# Rear Package Tray



## elphoenixquetzal (Oct 7, 2010)

any body has any advice on how to make a rear package tray or if its worth tying to make one or should i just keep looking for a stock one or look for a new one?? Thanks in advance.


----------



## CoupeDTS (Nov 10, 2007)

what kind of car? 

I made one out of wood for my 83 deville for some 6x9s, wasnt too hard


----------



## elphoenixquetzal (Oct 7, 2010)

My car is a 66 Pontiac Catalina I was wondering if maybe one of a 66 impala would fit because some parts are intechange able??


----------



## KustomKreationz (Nov 24, 2005)

Get some big cardboard boxes down at the furniture store, and make a template from the cardboard. Once you get it fittin good, use it to make one out of thin plywood or masonite..


----------



## elphoenixquetzal (Oct 7, 2010)

KustomKreationz said:


> Get some big cardboard boxes down at the furniture store, and make a template from the cardboard.

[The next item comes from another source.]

PR #5010, opened 2023-05-22
Unreal: Changed naming and path of Camera Levels

simonebarbieri:
## Changelog Description
The levels created for the camera in Unreal now include `_camera` in the name, to be better identifiable, and are placed in the camera folder.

Once you get it fittin good, use it to make one out of thin plywood or masonite..


 cool thanks I will try it out


----------



## Fine59Bel (Apr 16, 2004)

Thats what I did... Cardboard template and alot of tweaking :biggrin: I'll post some pics when I get on my computer


----------



## Fine59Bel (Apr 16, 2004)




----------



## KustomKreationz (Nov 24, 2005)

Fine59Bel said:


>


Nice work, very clean with the multi levels... :thumbsup::420:


----------



## elphoenixquetzal (Oct 7, 2010)

Fine59Bel said:


>


NICE THANKS FOR THE PICS IT CAME OUT BAD ASS HOMIE!!!!


----------



## GALLO 59 (Jan 1, 2006)

make it yourself, get waterproof board from any auto upholstery supplier or get cardboard/wood mobile home wall sideing from home depot. these you can cut with scissors. use regular cardboard to make a template, then buy 1 yard of any fabric or vinyl and spray glue and cover it


----------



## goinlow (Feb 15, 2004)

Fine59Bel said:


>





Thats bad ass, where did you get the chessboard print at ???


----------



## Fine59Bel (Apr 16, 2004)

KustomKreationz said:


> Nice work, very clean with the multi levels... :thumbsup::420:


Thanks man... turned out better than i thought it would.



elphoenixquetzal said:


> NICE THANKS FOR THE PICS IT CAME OUT BAD ASS HOMIE!!!!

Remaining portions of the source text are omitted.